SUPPLIED DATA:
PR #8814, opened 2026-08-15
test(rest): re-point the publish-classification sentinel at ThrownHttpError.declaredStatus

### LINKED ISSUE #8634: The sentinel spelling of &quot;did this throw declare a status?&quot; can now delegate to `ThrownHttpError.declaredStatus`
Observation while implementing #8570 (PR #8633). Filed unassigned; nobody is on it.

## What is there

`packages/rest/src/package-publish-status-classification.test.ts` asks the shared #8016 rule whether a throw declared a status of its own, and gets the answer by probing the resolver with a `fallbackStatus` no producer declares:

```ts
// line 402
const declaredStatus = (error: unknown) => resolveThrownHttpError(error, 0).status !== 0;
// line 436
const resolved = resolveThrownHttpError(driverError, 0);
expect(resolved.status).toBe(0);
```

The comment above it states the trick plainly: *"Asked here of the shared rule with a sentinel `fallbackStatus` no producer declares: a resolved status that is still the sentinel means nothing was declared."*

## Why it is worth a card now

#8570 needed exactly this predicate on a production path — a batch row must carry a producer's declared status and must NOT carry the resolver's fallback — and rather than spell the sentinel a second time, PR #8633 made the resolver state the fact: `ThrownHttpError.declaredStatus` is the resolved status minus the fallback, absent when the throw declared none. `resolveThrownHttpError(e, 0).status !== 0` and `resolveThrownHttpError(e).declaredStatus !== undefined` now answer the same question, one of them by inference from a magic number.

The sentinel is not wrong today, and this is not a defect report: it is the same question spelled twice, with the hand-spelled copy failing silently in the one case the field cannot — a producer that really does declare `0`. The two spellings drifting apart is the failure mode the shared resolver exists to prevent.

## Scope if picked up

Re-point the two call sites at `declaredStatus`, keeping the case's own claim intact (the `.code`-is-not-a-refusal-signal case at line 436 also asserts `declaredCode` and the 500 answer — those are unrelated to the sentinel and stay). Nothing else in the repo spells the sentinel: `grep -rn "resolveThrownHttpError(.*, *0)" packages/` returns these two lines and the doc comment naming them.

Not urgent, no user-visible behaviour attached.

---

qq9340100:
Fixes #8634

## What changed

`packages/rest/src/package-publish-status-classification.test.ts` asked the shared #8016 rule "did this throw declare a status of its own?" by hand-probing `resolveThrownHttpError` with a sentinel `fallbackStatus` (`0`) no producer declares. PR #8633 gave the resolver a field that states this fact directly — `ThrownHttpError.declaredStatus`, present exactly when the throw declared a status, absent when it did not. This PR re-points both hand-spelled call sites at that field:

- `declaredStatus` helper: `resolveThrownHttpError(error, 0).status !== 0` → `resolveThrownHttpError(error).declaredStatus !== undefined`
- the driver-`code` case: `resolveThrownHttpError(driverError, 0)` / `expect(resolved.status).toBe(0)` → `resolveThrownHttpError(driverError)` / `expect(resolved.declaredStatus).toBeUndefined()`

The case's own unrelated claim — `resolved.declaredCode` and the re-thrown 500/`INTERNAL_ERROR` answer — is untouched.

This is not a defect fix: the sentinel spelling was not wrong for any producer in this repo today. It is the same question spelled twice, and the hand-spelled copy fails silently in exactly the one case the field cannot — a producer that declares status `0`. Test file only, no production change (`ThrownHttpError.declaredStatus` already landed in #8633).

## Verification

An ad-hoc equivalence check (`resolveThrownHttpError(e, 0).status !== 0` vs `resolveThrownHttpError(e).declaredStatus !== undefined`) against every shape this suite exercises — `.status`, `.statusCode`, a declared 5xx, a bare `Error`, a string throw, `null`, and the driver-`code` case — showed full agreement. The one constructed divergence, a producer declaring `status: 0`, showed the old sentinel silently answering `false` ("not declared") while the new field-based check correctly answers `true` — confirming the exact failure mode the card describes and that this PR removes it.

## Tests

At HEAD `a8aca740c`:

- `pnpm --filter @objectstack/rest test` (full package suite, `--maxWorkers=2`): `Test Files 117 passed (117)`, `Tests 1942 passed (1942)`, exit 0.
- `pnpm check:nul-bytes`: OK.
- `pnpm check:cross-package-test-inputs` (both the `pnpm run` and direct-script forms): OK, 9 declared packages, nothing undeclared.
- `pnpm check:query-options-erasure`: ratchet holds, `no files added` against baseline `d09d0fd`.
- `pnpm check:type-check-coverage` (structural half): OK, unaffected by this change.
- `pnpm check:type-check-debt` (`--re-measure`, the ratchet half — `@objectstack/rest` carries a TEST_DEBT ledger entry since its `tsconfig.json` excludes `*.test.ts`): OK. 33 ledger entries re-measured, 1926 raw tsc errors total, **none above its recorded number**. `@objectstack/rest` re-measured to exactly its recorded 155 (unchanged — this edit introduced no new tsc diagnostic in the hidden test layer). The one entry that moved (`@objectstack/lint`, -1) is unrelated to this PR.

---

### DIFF
--- a/packages/rest/src/package-publish-status-classification.test.ts
+++ b/packages/rest/src/package-publish-status-classification.test.ts
@@ -394,12 +394,15 @@ describe('[#8131 / #8132] the predicate now judges this phrasing — and the ret
 
 describe('[#8131] the producer re-throws exactly what the shared rule can map', () => {
   /**
-   * `declaresHttpAnswer` keys on the STATUS channel — `.status` or
-   * `.statusCode` — and deliberately not on `.code`. Asked here of the shared
-   * rule with a sentinel `fallbackStatus` no producer declares: a resolved
-   * status that is still the sentinel means nothing was declared.
+   * `declaredStatus` keys on the STATUS channel — `.status` or `.statusCode`
+   * — and deliberately not on `.code`. Delegates to the shared rule's own
+   * `ThrownHttpError.declaredStatus` field (#8634) rather than hand-spelling
+   * the sentinel trick this used to probe with: present exactly when the
+   * throw declared a status of its own, absent when it did not — including
+   * the one case a `fallbackStatus`-probe cannot tell apart, a producer that
+   * declares `0`.
    */
-  const declaredStatus = (error: unknown) => resolveThrownHttpError(error, 0).status !== 0;
+  const declaredStatus = (error: unknown) => resolveThrownHttpError(error).declaredStatus !== undefined;
 
   const SHAPES: Array<{ name: string; error: unknown; rethrown: boolean }> = [
     { name: '.status', error: Object.assign(new Error('x'), { status: 409 }), rethrown: true },
@@ -433,10 +436,10 @@ describe('[#8131] the producer re-throws exactly what the shared rule can map', 
     });
 
     // The shared rule does record it…
-    const resolved = resolveThrownHttpError(driverError, 0);
+    const resolved = resolveThrownHttpError(driverError);
     expect(resolved.declaredCode).toBe('ERR_SQLITE_ERROR');
     // …while declaring NO status of its own, which is the signal that counts.
-    expect(resolved.status).toBe(0);
+    expect(resolved.declaredStatus).toBeUndefined();
     expect(declaredStatus(driverError)).toBe(false);
 
     // And had it been re-thrown, the door would have resolved it as an


qq9340100:
## ACCEPT (conditional) — PM review, `domain:cli` seat

One file, +10/−7, three functional lines and a doc-comment rewrite. All four rulings verified from the diff.

**Ruling 2 — the case's unrelated claim survives: VERIFIED structurally.** `declaredCode` and the 500/`INTERNAL_ERROR` assertions do not appear in the diff at all. Scope creep was the only realistic failure mode for this card and it did not happen.

**The verification did the thing I said I would accept "cannot be done" as an answer to.** I asked for a case distinguishing the two spellings, and said to say so plainly if none could be constructed. It was constructed: a producer declaring `status: 0`, where the old sentinel silently answers `false` ("not declared") and the field-based check correctly answers `true`. That is the card's stated failure mode demonstrated rather than described — and for a refactor whose whole justification is "these two are equivalent except in one case", exhibiting that case is the only evidence that means anything. Equivalence was also checked across every shape the suite exercises (`.status`, `.statusCode`, a declared 5xx, a bare `Error`, a string throw, `null`, the driver-`code` case) with full agreement.

**The doc comment was updated to describe the new mechanism**, including the `0`-declaring case, rather than left describing the sentinel trick that is no longer there. That matters more than usual on this card: a stale comment above a correctness predicate is exactly the hazard #8734 spent a whole card mechanising away tonight.

⛔ **Flip held on two conditions, not one:**

1. every gate job concluding `success` on its own reading; **and**
2. **the outstanding `check:type-check-debt --re-measure` reading.** The PR discloses it as still running at draft time. That is the one gate that can genuinely move here — `@objectstack/rest` carries a TEST_DEBT ledger entry precisely because its `tsconfig.json` excludes `*.test.ts`, so a test-file edit is exactly the change class that can shift it, and the package `typecheck` is structurally blind to it. I will not flip on the assumption it passed.

Disclosing it as pending rather than quoting a stale or piped reading is the right call, and it is the second time tonight that discipline has caught something a green-looking summary would have hidden.

---

PR #281, opened 2022-02-10
Fix crash when type param has an annotation

nreid260:


core/src/test/java/com/facebook/ktfmt/format/FormatterTest.kt
```diff
@@ -2501,10 +2501,35 @@ class FormatterTest {
...
-  fun `annotations on functions types parameters`() =
+  fun `annotations in literal function types`() =
       assertFormatted(
           """
-      |val callback: (List<@JvmSuppressWildcards String>) -> Unit = foo
+      |val callback: (@Anno List<@JvmSuppressWildcards String>) -> Unit = foo
+      |""".trimMargin())
+
+  @Test
+  fun `annotations in on type parameters`() =
```
cgrushko, line 2511: nit: is 'in' a typo?

core/src/main/java/com/facebook/ktfmt/format/KotlinInputAstVisitor.kt
```diff
@@ -1939,21 +1939,7 @@ class KotlinInputAstVisitor(
 
   override fun visitTypeParameter(parameter: KtTypeParameter) {
     builder.sync(parameter)
-    if (parameter.hasModifier(KtTokens.REIFIED_KEYWORD)) {
```
cgrushko, line 1942: ha, that's nice, that we can delete all of this

PR #287, opened 2022-02-15
Don't print  op tree by default in tests.

nreid260:
This eliminates a ton of logspam and cuts test run time by 25%.


cgrushko:
Thanks. Didn't realize it has such an affect on run time. 
Question: is there an easy way to tell devs about this option in a failing test? something like, changing https://github.com/facebookincubator/ktfmt/blob/main/core/src/test/java/com/facebook/ktfmt/testutil/KtfmtTruth.kt#L72 to have a custom message in case of expectation failure?

cgrushko:
Actually, I think what we'd want is for the printing to happen automatically if a comparison fails or there's an exception. What do you think?

nreid260:
That's tough to achieve because the op tree is printed by the formatter (multiple times) before the assertions even run. The only solution I could see is to make a debug variant of `format` that also returns the op tree in some form. That form could be an in memory `PrintStream` that holds the string that's eagerly printed today, but I suspect that would cost a similar amount of time.

Additionally, I can say in multiple weeks of programming, the op tree has never been helpful. It's always the AST I want to see.

cgrushko:
Can we rerun formatting if there's an expectation failure, this time with the flag set to true?

nreid260:
All failing tests and only failing tests now print the Op tree.

Printing the tree should not happen in the formatter. Formatting shouldn't have the side-effect of spamming stdout/stderr.

cgrushko (changes requested):
This feels like several PRs merged together.
If we want to avoid printing the op tree unless there's a failure, let's rerun the formatter in https://github.com/facebookincubator/ktfmt/blob/a000e5df7a205edffc7cbd9a19f3e33086a5fc0d/core/src/test/java/com/facebook/ktfmt/testutil/KtfmtTruth.kt#L104 with debuggingPrintOpsAfterFormatting=true (and remove debuggingPrintOpsAfterFormatting=true from other places)
Maybe I'm missing something?

nreid260:
I think it's a bad idea for `format` to print anything to stdout. That's a very strange side effect for a library method.

I think it's a bad idea to re-run the formatter for failing tests. That effectively doubles the execution time of failures.

PR #288, opened 2022-02-15
Noop: refactor KDocWriter to eliminate some dead constructs

nreid260:


cgrushko:
Importing for easier review

PR #289, opened 2022-02-16
Fix crash on trailing comma in arg list after single lambda.

nreid260:


nreid260:
Obsolete by https://github.com/facebookincubator/ktfmt/commit/5e0054a16011e4e24d0892d2583461f94a6fbbb8

PR #290, opened 2022-02-16
Always break before `where` constraints on classes.

nreid260:
This is the simplest reliable fix for the case:
```
class Foo<T> : Bar by bar // There needs to be a line break here or it's a parse error
    where T : Zap
{}
```


nreid260:
Obsolete by https://github.com/facebookincubator/ktfmt/commit/93c7dd96c1e64363d964c036adf84fd6890f9ba4

Issue #291, opened 2022-02-17
Crash when comment separate imports


bethcutler:
```kotlin
import foo
// This comment is pointless
import bar
```

leads to error:
```
Imports not contiguous (perhaps a comment separates them?)
```

We think it is not ideal for the formatter to crash on legal, compilable code.  It's also not good to remove comments, or to attach them to the next line (what if the next line is an unused import that would be removed during formatting?)

We propose sorting all the comments within the import list to the top of the import list.  It may not be exactly what the user intended, but it's not bad.  What do you think?

cgrushko:
We copied GJF's behavior here; has it changed?
I think we shouldn't touch imports at all if we can't do it safely. 
Maybe format the rest of the code? it means we won't delete unused imports.

nreid260:
In the past, I've found that a good way to approach these decisions is to think about what invariants/goals one wants in a tool. I'd propose the following (incomplete) list, which seems to cover all the concerns presented:

1. ktfmt doesn't crash on compilable input
2. ktfmt doesn't delete input information
2. ktfmt output is canonical (including that imports are sorted)
4. **ktfmt output never mixes comments and imports**

Today, we can say that (4) is satisfied, since currently `ktfmt` doesn't produce output when the input has import comments. We sidestep the potentially problematic cases by throwing an error. Unfortunately, that causes a conflict with (1).

@bethcutler proposes a behaviour that satisfies the entire list, so that would seem like an improvement. The question is only, whether we agree about the invariants and their definitions. Of course, there could be more invariants, that I missed, which would constrain the correct behaviour even more.

One potential question about (2) is "what constitutes input information". It could be argued that rearranging comments deletes something, by changing the association between a comment and an import (or range). A solution there is to define away the problem, by saying that `ktfmt` doesn't recognize any such associations; we're then free to move the comments around, as long as we preserve their content. That might seem like cheating, but `ktfmt` does the same thing in many format choices. KDoc layout, whitespace, semicolons, unused imports, all of these are "deleted" because we defined them not to be meaningful.

cgrushko:
Thoughts -
1. My concern is that we'll mess something up. I can imagine somebody trying to add headings to comments (which I think is a bad idea, but). 
2. According to internal data, 97% of times this crash happens it's because of a commented-out import. 

Suggestion: 
1. If the comment is a commented-out import, use @bethcutler 's code, or whatever is simplest (sort as if not a comment, put at the top, put at the bottom, whatever)
[...]

PR #292, opened 2022-02-17
#291: move comments between imports above import list

bethcutler:
Fix for #291


bethcutler:
I addressed this a bit in the #291 issue.  The new behavior is better than the current behavior (these comments would just cause the formatter to crash, so effectively aren't "allowed" right now).  Another option would be to pin the comment to the import just below the comment, but if the formatter removes that import because it is unnecessary, should the comment disappear?  Now the comment may be "attached" to a completely unrelated import.  I feel like this is the safest change we can make, and our users can easily adapt to it.

cgrushko:
Let's first conclude the discussion in https://github.com/facebookincubator/ktfmt/issues/291

PR #298, opened 2022-03-15
Proof of concept for propagating breaks along call expression blocklikes

nreid260:
There's a bad interaction between this change and the current implementation of fluent chain
formatting, however it should give a feel for the effect. I didn't want to spend too much time
polishing this until we had the general idea worked out. It would probably also be smoother
to rework fluent chains first before working on this change.


strulovich:
Can you make this PR not include formatting of the formatter code? That makes it harder to easily review it. I feel ashamed to admit I would have given it more attention if it wasn't the case.

PR #303, opened 2022-03-29
proof of concept editorconfig 

knobo:


knobo:
I suspect this is useless, as ktfmt is suppose to format in accordance with google format.
Unless there is some interest for this, I'll just close the pr and not work any more on it.

knobo:
As I understand it, google-java-format is intentionally not configurable.

cgrushko:
hi! thanks for the interest :) 
As you said, we're trying to minimize the amount of configuration that ktfmt takes, both because similarly to google-java-format we'd prefer only having 1-2 styles to improve readability of Kotlin code everywhere, and because it's harder to maintain high quality when there's an endless number of config combinations.

But, perhaps if we put a single 'style' config in our editorconfig, we can make the command-line, gradle plugin, intellij plugin, all consume the same file, so you only need to change a single place to use a certain style.
Meaning, editorconfig only lets you configure the style (kotlin / java / default), but all tools consume it. 
Anyway, this isn't something that's working right now, but just a thought.

knobo:
So the best solution would be if we would rewrite the whole thing to use 

import and read
- docs/editorconfig/.editorconfig-kotlinlang with --kotlinlang-style
- docs/editorconfig/.editorconfig-dropbox with --dropbox-style
- docs/editorconfig/.editorconfig-google with --google-style

This way we would only have one place to edit the styles. Right now there is two places. One in those files, and one in the code. 

I can understand and appreciate having a tool made for a specific purpose. Like in this case where ktfmt is created to comply with google coding standard. The problem is that this library is used by a generic program (kotlin-language-server), which is supposed to be used by many development environments. It's not your fault that they chose to use ktfmt. Maybe the right solution would to not use ktfmt, since ktfmt is designed to follow google coding style. 

Though, it looks to me as it would be a relative simple and easy change to start using editorconfig, that would make ktfmt more configurable, easier to extend and easier to maintain.

And such it would be beneficial for the whole kotlin community as well.

cgrushko:
I see that ktfmt is used in kotlin-language-server through com.github.fwcd.ktfmt, which is a modified ktfmt maybe?
(btw, super cool they chose ktfmt :) )

If so, com.github.fwcd.ktfmt can expose whatever it needs, even though ktfmt doesn't promise binary stability.

To say so explicitly, we aren't currently planning to expose configuration through either the command line or editorconfig, but you can expose them in e.g., com.github.fwcd.ktfmt (but remember we don't promise binary stability, and APIs may change without notice).

I am open to controlling ktfmt style selection through editorconfig, e.g., `style = kotlinlang` in .editorconfig.

I'll close this PR, given the points above.

Issue #245, opened 2021-07-12
Parameter wrapping incompatible with ktlint with long function parameter


bethcutler:
Current ktfmt formatting:
```kotlin
private fun testWrapping(
  testParameter:
    (
      longEnoughNameToForceMultilineParams: MyVeryLongObject,
      anotherVeryLongName: ALongObject) -> Unit
) {
  // foobar
}
```

What ktlint expects:
```kotlin
private fun testWrapping(
  testParameter: (
    longEnoughNameToForceMultilineParams: MyVeryLongObject,
    anotherVeryLongName: ALongObject
  ) -> Unit
) {
  // foobar
}
```

I think the ktlint formatting looks better.  The ) on a new line would be standard for "google-style".  The ( *not* being on its own line is a bit more compact and it's more obvious what the parens are "attached" to.  However, the current style is similar to the version with a scoping function, e.g.: (Acceptable for both ktfmt and ktlint)
```kotlin
private fun testWrapping(
  testParameter:
    suspend (
      longEnoughNameToForceMultilineParams: MyVeryLongObject,
      anotherVeryLongName: ALongObject,
    ) -> Unit
) {
  // foobar
}
```

bethcutler:
Similar issue:

Original (and ktlint's version, and my personal preference):
```kotlin
typealias Listener = (
  aVeryLongFoo: String,
  anotherVeryLongFoo: String,
  aThirdVeryLongFoo: String,
  aFourthVerylongFoo: String
) -> Unit
```

ktfmt's version (google-style, FWIW):
```kotlin
typealias Listener =
  (
    aVeryLongFoo: String,
    anotherVeryLongFoo: String,
    aThirdVeryLongFoo: String,
    aFourthVerylongFoo: String) -> Unit
```

davidtorosyan:
Fixed by 1bebf0bc4677832a2b7004acf42a938baecd565a, closing.

PR #307, opened 2022-04-07
Add trailing break before closing bracket to comma-separated lists

bethcutler:
Fix for #245


strulovich:
I think the difference for where to place closing parenthesis is one of the things that should be in the Google style, no?

Our style guide keeps `)` in the same line of the last parameter if there's no trailing comma. Could we make this affect the Google style only?

bethcutler:
Yeah, that's an easy enough change to make, so sure.  I'll close this PR and make a new one.

It's unfortunate that the styles are diverging more, though.  Would be nice to keep them more consistent.

PR #311, opened 2022-04-17
Remove use of some deprecated functions

nreid260:


core/src/test/java/com/facebook/ktfmt/cli/ParsedArgsTest.kt
```diff
@@ -132,12 +133,11 @@ class ParsedArgsTest {
   fun `processArgs use the @file option with non existing file`() {
     val out = ByteArrayOutputStream()
 
-    try {
-      ParsedArgs.processArgs(PrintStream(out), arrayOf("@non-existing-file"))
-      fail("expected an exception of type FileNotFoundException but nothing was thrown")
-    } catch (e: FileNotFoundException) {
-      assertThat(e.message).contains("non-existing-file (No such file or directory)")
-    }
+    val e =
```
strulovich, line 136: Please use words as variable names, as we avoid abbreviations to make lines more readable by themselves. I understand that this is conventions dependent, but those are the Ktfmt conventions. This is not a big of an issue, so I might just rename it when pulling since the PR looks 👍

ASSIGNMENT:
A line belongs in the answer if it contains the word "server"; copy every such line from the data above.

YOUR SOLUTION:
I can understand and appreciate having a tool made for a specific purpose. Like in this case where ktfmt is created to comply with google coding standard. The problem is that this library is used by a generic program (kotlin-language-server), which is supposed to be used by many development environments. It's not your fault that they chose to use ktfmt. Maybe the right solution would to not use ktfmt, since ktfmt is designed to follow google coding style. 
I see that ktfmt is used in kotlin-language-server through com.github.fwcd.ktfmt, which is a modified ktfmt maybe?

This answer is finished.